BEGIN Provided records
PR #45, opened 2020-01-28
Natural breaks clustering

JelleAalbers:
This changes the splitting algorithm for peaklets from a natural minimum finder to low-split natural breaks, described in https://github.com/AxFoundation/strax/pull/225.

This should lead to a better separation of the Kr S1 peaks, while Joey's peak merging (https://github.com/XENONnT/straxen/pull/36) should prevent the splitting of low-energy S2s.

The goodness of split threshold is a function of area and rise time. Basically there are two thresholds: one for S1s (low rise time) and another for S2s (high rise time), which we interpolate between using a sigmoid function.

The thresholds were chosen by this procedure:
  * Simulating 'bare' S1 and S2 peaks, without PMT afterpulses or single electrons.
  * Disabling essentially all peak splitting
  * Find out how the natural breaks goodness of split is distributed vs area. Choose by hand a curve that lies comfortably above the distribution.

More details and tests will follow in a note.

### DIFF
--- a/straxen/plugins/peaklet_processing.py
+++ b/straxen/plugins/peaklet_processing.py
@@ -17,12 +17,21 @@ export, __all__ = strax.exporter()
                  help="Include this many ns right of hits in peaks"),
     strax.Option('peak_min_pmts', default=2,
                  help="Minimum contributing PMTs needed to define a peak"),
-    strax.Option('peaklet_split_min_height', default=25,
-                 help="Minimum height in PE above a local sum waveform"
-                      "minimum, on either side, to trigger a split"),
-    strax.Option('peaklet_split_min_ratio', default=4,
-                 help="Minimum ratio between local sum waveform"
-                      "minimum and maxima on either side, to trigger a split"),
+    strax.Option('peak_split_gof_threshold',
+                 default=(
+                     None,  # Reserved
+                     ((0.5, 1), (3.5, 0.25)),
+                     ((2, 1), (4.5, 0.4))),
+                 help='Natural breaks goodness of fit/split threshold to split '
+                      'a peak. Specify as tuples of (log10(area), threshold).'),
+    strax.Option('peak_split_filter_wing_width', default=70,
+                 help='Wing width of moving average filter for '
+                      'low-split natural breaks'),
+    strax.Option('peak_split_min_area', default=40.,
+                 help='Minimum area to evaluate natural breaks criterion. '
+                      'Smaller peaks are not split.'),
+    strax.Option('peak_split_iterations', default=20,
+                 help='Maximum number of recursive peak splits to do.'),
     strax.Option('diagnose_sorting', track=False, default=False,
                  help="Enable runtime checks for sorting and disjointness"),
     strax.Option('to_pe_file',
@@ -43,7 +52,7 @@ class Peaklets(strax.Plugin):
     compressor = 'zstd'
     rechunk_on_save = True
 
-    __version__ = '0.2.1'
+    __version__ = '0.3.0'
 
     def infer_dtype(self):
         self.to_pe = straxen.get_to_pe(self.run_id, self.config['to_pe_file'])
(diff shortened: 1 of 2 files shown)


jorana:
Hi Jelle,
Thanks for this pull request and the nice explanation in https://github.com/AxFoundation/strax/pull/225. I'd like to start with a question on the latter PR. In that PR the Vanilla NB is not further elucidated in detail, I guess this is the product of Normalized variance and Low Split and that it is the implementation used in straxen in this PR (#45).

I've tested this branch and on the PeakFinder with WFSim (v0.0.3) and I do not find differences. The WFSim options I used:
```
enable_pmt_afterpulses=True, 
enable_electron_afterpulses=True
nelectrons = np.random.uniform(1, 200, n)
nphotons = np.random.uniform(1, 30, n)
```
For 5000 simulated S1s and 5000 simulated S2s the efficiencies are the same. Errors indicate the binomial 95% confidence interval.
'default' strax (before nat.-breaks):
 - S1 eff 0.1894 -0.0108 + 0.0111
 - S2 eff 0.9506 -0.0064 + 0.0058

custom (including nat-breaks #45):
 - S1 eff 0.1894 -0.0108 + 0.0111
 - S2 eff 0.9506 -0.0064 + 0.0058.



There is a very minor difference between the classification of the S2s:
'default' strax (before nat.-breaks):
 - **2.38% b'chopped'**
 - **1.20% b'split'**
 - 95.06% b'found'
 - 0.56% b'merged'
 - 0.02% b'misid_as_s1'
 - 0.60% b'missed'
 - 0.18% b'split_and_misid'

custom (including nat-breaks #45):
 - **2.50% b'chopped'**
 - **1.08% b'split'**
 - 95.06% b'found'
 - 0.56% b'merged'
 - 0.02% b'misid_as_s1'
 - 0.60% b'missed'
 - 0.18% b'split_and_misid'

Finally, I'm not so sure what the ```natural_breaks_threshold``` (https://github.com/XENONnT/straxen/pull/45/files#diff-c62206fd1f9601dc1502975520b1182bR128) does exactly and how the parameters therein are tuned. For example, why is there a reserved item at location [0] for the peak_split_gof_threshold? For this, I look forward to your note.

JelleAalbers:
Hi Joran, Thanks for looking into this!

> Vanilla NB is not further elucidated in detail

The goodness of split function for ordinary natural breaks is just under the big equation in https://github.com/AxFoundation/strax/pull/225, i.e. it is `s = sum[ w(t) (t - m)^2 ]` with `m = sum[t w(t)]/sum[w(t)]`, `w(t)` the sum waveform, and `t` the time labels of the sum waveform samples.

In this PR, we use "low split" natural breaks, since it seems to work best on the example waveforms (and a few others I looked at) in https://github.com/AxFoundation/strax/pull/225.

> I've tested this branch and on the PeakFinder with WFSim (v0.0.3) and I basically do not find differences

Great, thank you! This result makes sense for these isolated simulated low-energy peaks: we ignore peak fragments below 40 PE (`peak_split_min_area`) in natural breaks, and for low-energy S2s, the peak merging currently reverse anything we do to split up S2s below 5000 PE ~ 180 electrons (`s2_merge_max_area`).

> I'm not so sure what the natural_breaks_threshold (https://github.com/XENONnT/straxen/pull/45/files#diff-c62206fd1f9601dc1502975520b1182bR128) does exactly and how the parameters therein are tuned

Yeah, I should put this in the note... but let me give you a short preview:

The numbers are (log10_area, threshold) pairs between which we interpolate linearly, as shown in the figure below. Item 0 has no meaning, 1 applies for peaks with a low rise time (like S1s) and 2 for peaks with a high rise time (like S2s). So the reserved item is just so we can use indices starting from 1 in the code, otherwise 1 would refer to S2s.

To get these thresholds I simulated S1s and S2s without afterpulsing, photionization, or clustering. Then I plotted the peaks in (area, goodness of split) and chose lines that runs well above them, as shown in the figure below (blue is S1s, green S2s):

clustering_calibration

jorana:
Thanks Jelle for the explanation, it is most helpful. Maybe we could add your note to be to the plugin later so that it might facilitate the maintenance of these functions.

straxen/plugins/peaklet_processing.py
```diff
@@ -17,12 +17,21 @@
...
-                      "minimum, on either side, to trigger a split"),
-    strax.Option('peaklet_split_min_ratio', default=4,
-                 help="Minimum ratio between local sum waveform"
-                      "minimum and maxima on either side, to trigger a split"),
+    strax.Option('peak_split_gof_threshold',
+                 default=(
+                     None,  # Reserved
+                     ((0.5, 1), (3.5, 0.25)),
+                     ((2, 1), (4.5, 0.4))),
+                 help='Natural breaks goodness of fit/split threshold to split '
```
jorana: A comment pointing one to your note might help future maintenance.

straxen/plugins/peaklet_processing.py
```diff
@@ -76,16 +85,19 @@ def compute(self, records):
         # which is asserted inside strax.find_peaks.
         lone_hits = hits[strax.fully_contained_in(hits, peaklets) == -1]
 
+        # Compute basic peak properties -- needed before natural breaks
         strax.sum_waveform(peaklets, r, self.to_pe)
+        strax.compute_widths(peaklets)
 
-        # Split peaks based on local minima
+        # Split peaks using natural breaks
```
jorana: It could be an idea to explicitly state that only split_low is used.

straxen/plugins/peaklet_processing.py
JelleAalbers: Thanks, added one a few lines above

jorana:
Just to allow for easier lookup. The note is here:
https://xe1t-wiki.lngs.infn.it/doku.php?id=xenon:xenonnt:analysis:strax_clustering_classification#b_natural_breaks_splitting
END Provided records
A faithful, word-for-word transcription of the data above is required.

PR #45, opened 2020-01-28
Natural breaks clustering

JelleAalbers:
This changes the splitting algorithm for peaklets from a natural minimum finder to low-split natural breaks, described in https://github.com/AxFoundation/strax/pull/225.

This should lead to a better separation of the Kr S1 peaks, while Joey's peak merging (https://github.com/XENONnT/straxen/pull/36) should prevent the splitting of low-energy S2s.

The goodness of split threshold is a function of area and rise time. Basically there are two thresholds: one for S1s (low rise time) and another for S2s (high rise time), which we interpolate between using a sigmoid function.

The thresholds were chosen by this procedure:
  * Simulating 'bare' S1 and S2 peaks, without PMT afterpulses or single electrons.
  * Disabling essentially all peak splitting
  * Find out how the natural breaks goodness of split is distributed vs area. Choose by hand a curve that lies comfortably above the distribution.

More details and tests will follow in a note.

### DIFF
--- a/straxen/plugins/peaklet_processing.py
+++ b/straxen/plugins/peaklet_processing.py
@@ -17,12 +17,21 @@ export, __all__ = strax.exporter()
                  help="Include this many ns right of hits in peaks"),
     strax.Option('peak_min_pmts', default=2,
                  help="Minimum contributing PMTs needed to define a peak"),
-    strax.Option('peaklet_split_min_height', default=25,
-                 help="Minimum height in PE above a local sum waveform"
-                      "minimum, on either side, to trigger a split"),
-    strax.Option('peaklet_split_min_ratio', default=4,
-                 help="Minimum ratio between local sum waveform"
-                      "minimum and maxima on either side, to trigger a split"),
+    strax.Option('peak_split_gof_threshold',
+                 default=(
+                     None,  # Reserved
+                     ((0.5, 1), (3.5, 0.25)),
+                     ((2, 1), (4.5, 0.4))),
+                 help='Natural breaks goodness of fit/split threshold to split '
+                      'a peak. Specify as tuples of (log10(area), threshold).'),
+    strax.Option('peak_split_filter_wing_width', default=70,
+                 help='Wing width of moving average filter for '
+                      'low-split natural breaks'),
+    strax.Option('peak_split_min_area', default=40.,
+                 help='Minimum area to evaluate natural breaks criterion. '
+                      'Smaller peaks are not split.'),
+    strax.Option('peak_split_iterations', default=20,
+                 help='Maximum number of recursive peak splits to do.'),
     strax.Option('diagnose_sorting', track=False, default=False,
                  help="Enable runtime checks for sorting and disjointness"),
     strax.Option('to_pe_file',
@@ -43,7 +52,7 @@ class Peaklets(strax.Plugin):
     compressor = 'zstd'
     rechunk_on_save = True
 
-    __version__ = '0.2.1'
+    __version__ = '0.3.0'
 
     def infer_dtype(self):
         self.to_pe = straxen.get_to_pe(self.run_id, self.config['to_pe_file'])
(diff shortened: 1 of 2 files shown)


jorana:
Hi Jelle,
Thanks for this pull request and the nice explanation in https://github.com/AxFoundation/strax/pull/225. I'd like to start with a question on the latter PR. In that PR the Vanilla NB is not further elucidated in detail, I guess this is the product of Normalized variance and Low Split and that it is the implementation used in straxen in this PR (#45).

I've tested this branch and on the PeakFinder with WFSim (v0.0.3) and I do not find differences. The WFSim options I used:
```
enable_pmt_afterpulses=True, 
enable_electron_afterpulses=True
nelectrons = np.random.uniform(1, 200, n)
nphotons = np.random.uniform(1, 30, n)
```
For 5000 simulated S1s and 5000 simulated S2s the efficiencies are the same. Errors indicate the binomial 95% confidence interval.
'default' strax (before nat.-breaks):
 - S1 eff 0.1894 -0.0108 + 0.0111
 - S2 eff 0.9506 -0.0064 + 0.0058

custom (including nat-breaks #45):
 - S1 eff 0.1894 -0.0108 + 0.0111
 - S2 eff 0.9506 -0.0064 + 0.0058.



There is a very minor difference between the classification of the S2s:
'default' strax (before nat.-breaks):
 - **2.38% b'chopped'**
 - **1.20% b'split'**
 - 95.06% b'found'
 - 0.56% b'merged'
 - 0.02% b'misid_as_s1'
 - 0.60% b'missed'
 - 0.18% b'split_and_misid'

custom (including nat-breaks #45):
 - **2.50% b'chopped'**
 - **1.08% b'split'**
 - 95.06% b'found'
 - 0.56% b'merged'
 - 0.02% b'misid_as_s1'
 - 0.60% b'missed'
 - 0.18% b'split_and_misid'

Finally, I'm not so sure what the ```natural_breaks_threshold``` (https://github.com/XENONnT/straxen/pull/45/files#diff-c62206fd1f9601dc1502975520b1182bR128) does exactly and how the parameters therein are tuned. For example, why is there a reserved item at location [0] for the peak_split_gof_threshold? For this, I look forward to your note.

JelleAalbers:
Hi Joran, Thanks for looking into this!

> Vanilla NB is not further elucidated in detail

The goodness of split function for ordinary natural breaks is just under the big equation in https://github.com/AxFoundation/strax/pull/225, i.e. it is `s = sum[ w(t) (t - m)^2 ]` with `m = sum[t w(t)]/sum[w(t)]`, `w(t)` the sum waveform, and `t` the time labels of the sum waveform samples.

In this PR, we use "low split" natural breaks, since it seems to work best on the example waveforms (and a few others I looked at) in https://github.com/AxFoundation/strax/pull/225.

> I've tested this branch and on the PeakFinder with WFSim (v0.0.3) and I basically do not find differences

Great, thank you! This result makes sense for these isolated simulated low-energy peaks: we ignore peak fragments below 40 PE (`peak_split_min_area`) in natural breaks, and for low-energy S2s, the peak merging currently reverse anything we do to split up S2s below 5000 PE ~ 180 electrons (`s2_merge_max_area`).

> I'm not so sure what the natural_breaks_threshold (https://github.com/XENONnT/straxen/pull/45/files#diff-c62206fd1f9601dc1502975520b1182bR128) does exactly and how the parameters therein are tuned

Yeah, I should put this in the note... but let me give you a short preview:

The numbers are (log10_area, threshold) pairs between which we interpolate linearly, as shown in the figure below. Item 0 has no meaning, 1 applies for peaks with a low rise time (like S1s) and 2 for peaks with a high rise time (like S2s). So the reserved item is just so we can use indices starting from 1 in the code, otherwise 1 would refer to S2s.

To get these thresholds I simulated S1s and S2s without afterpulsing, photionization, or clustering. Then I plotted the peaks in (area, goodness of split) and chose lines that runs well above them, as shown in the figure below (blue is S1s, green S2s):

clustering_calibration

jorana:
Thanks Jelle for the explanation, it is most helpful. Maybe we could add your note to be to the plugin later so that it might facilitate the maintenance of these functions.

straxen/plugins/peaklet_processing.py
```diff
@@ -17,12 +17,21 @@
...
-                      "minimum, on either side, to trigger a split"),
-    strax.Option('peaklet_split_min_ratio', default=4,
-                 help="Minimum ratio between local sum waveform"
-                      "minimum and maxima on either side, to trigger a split"),
+    strax.Option('peak_split_gof_threshold',
+                 default=(
+                     None,  # Reserved
+                     ((0.5, 1), (3.5, 0.25)),
+                     ((2, 1), (4.5, 0.4))),
+                 help='Natural breaks goodness of fit/split threshold to split '
```
jorana: A comment pointing one to your note might help future maintenance.

straxen/plugins/peaklet_processing.py
```diff
@@ -76,16 +85,19 @@ def compute(self, records):
         # which is asserted inside strax.find_peaks.
         lone_hits = hits[strax.fully_contained_in(hits, peaklets) == -1]
 
+        # Compute basic peak properties -- needed before natural breaks
         strax.sum_waveform(peaklets, r, self.to_pe)
+        strax.compute_widths(peaklets)
 
-        # Split peaks based on local minima
+        # Split peaks using natural breaks
```
jorana: It could be an idea to explicitly state that only split_low is used.

straxen/plugins/peaklet_processing.py
JelleAalbers: Thanks, added one a few lines above

jorana:
Just to allow for easier lookup. The note is here:
https://xe1t-wiki.lngs.infn.it/doku.php?id=xenon:xenonnt:analysis:strax_clustering_classification#b_natural_breaks_splitting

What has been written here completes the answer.